Imagen de las estanterías con fruta en un supermercado Consum
Alimentos
Mario Sánchez, tecnólogo de alimentos: «Plátanos, tomates o aguacates no deben ir en la nevera»
Las frutas y verduras que compramos en el supermercado necesitan conservarse de una determinada manera para no perder sabor
Las frutas y verduras son alimentos esenciales para llevar una dieta sana y equilibrada. Sin embargo, son productos muy perecederos, por lo que especialmente en verano puede ser difícil conservarlos de forma correcta para que nos duren en perfecto estado. Es por esto que la solución más obvia es guardar todos estos alimentos en la nevera pero, ¿estamos haciéndolo bien?
Tal y como explica Mario Sánchez, tecnólogo de alimentos, no todas las piezas de fruta se comportan igual. Los plátanos, las peras, las manzanas, los tomates o los aguacates son lo que se conoce como frutas climatéricas. Esto significa que siguen madurando después de ser recogidas del árbol, gracias a la producción de etileno, un gas natural que acelera ese proceso. Por este motivo, las metemos en la nevera demasiado pronto, pierden parte de su sabor y textura.
El calor y la fruta
Ahora bien, en épocas de mucho calor la cosa cambia. Guardar la fruta en el frigorífico puede ser necesario para evitar que se estropee antes de tiempo. También hay quien prefiere consumirla fría, algo totalmente válido como elección personal, aunque no sea lo más recomendable desde el punto de vista de la conservación o del sabor.
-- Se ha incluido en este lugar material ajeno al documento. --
PR #25609, opened 2020-06-15
Build: fixed strict null errors to get master green.

mckn:
Reduce number of strict null errors to make master green again.


aknuds1 (approved):
Probably good, but CI fails.

aknuds1:
Also, which milestone should it be? 7.1 or should we get the fixes into 7.0.4?

torkelo (approved):

aknuds1:
Giving this milestone 7.1, please change it in case it's wrong.

PR #25610, opened 2020-06-15
@grafana/e2e: improvements

stevenvachon:


stevenvachon:
There's a problem with master branch, so tests are failing here too. Will have to wait to merge.

packages/grafana-e2e/src/flows/addPanel.ts
```diff
@@ -89,6 +81,14 @@ export const addPanel = (config?: Partial<AddPanelConfig>): any =>
     return e2e().wrap({ config: fullConfig });
   });
 
+// @todo this actually returns type `Cypress.Chainable`
+const closeOptions = (): any =>
```
scottlepp, line 85: can these be async functions?

scottlepp (approved):
lgtm - curious if we can use async/await instead of .then

packages/grafana-e2e/src/flows/addPanel.ts
stevenvachon: Nope, and it's something that I dislike about Cypress. Its API is Promise-like, but not true promises. The asynchronous behaviour is abstracted away from us into a queue. It produces some ugly code that's difficult to debug.

hugohaggmark: I agree with @stevenvachon this is a source of headaches, confusion and has made me rethink our choice of Cypress several times. We used puppeteer before Cypress and the code you wrote for puppeteer was more similar to the code you write on a daily base. Cypress has some pleasant features that puppeteer hasn't like the `dev` mode with time travel.

If this continues to confuse us and slow us down, maybe we should make this super clear in our e2e docs?

stevenvachon: I'll be putting together some documentation and will surely link to the Cypress page explaining their confusing API.

hugohaggmark: Thank you @stevenvachon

Existen también las frutas no climatéricas, como las naranjas, mandarinas, cerezas, frambuesas o fresas. Una vez recolectadas dejan de madurar, lo que permite aprovechar combinaciones: por ejemplo, colocar un aguacate verde junto a manzanas o plátanos maduros para acelerar su maduración. Por el contrario, si mezclamos demasiadas piezas distintas en el mismo frutero, podemos encontrarnos con que unas se pasan demasiado rápido.
En cualquier caso, el frigorífico puede ser un aliado puntual. Si vemos que una fruta climatérica está a punto de echarse a perder, lo mejor es refrigerarla y consumirla cuanto antes, aunque pierda algo de sabor. Es preferible eso a desperdiciarla.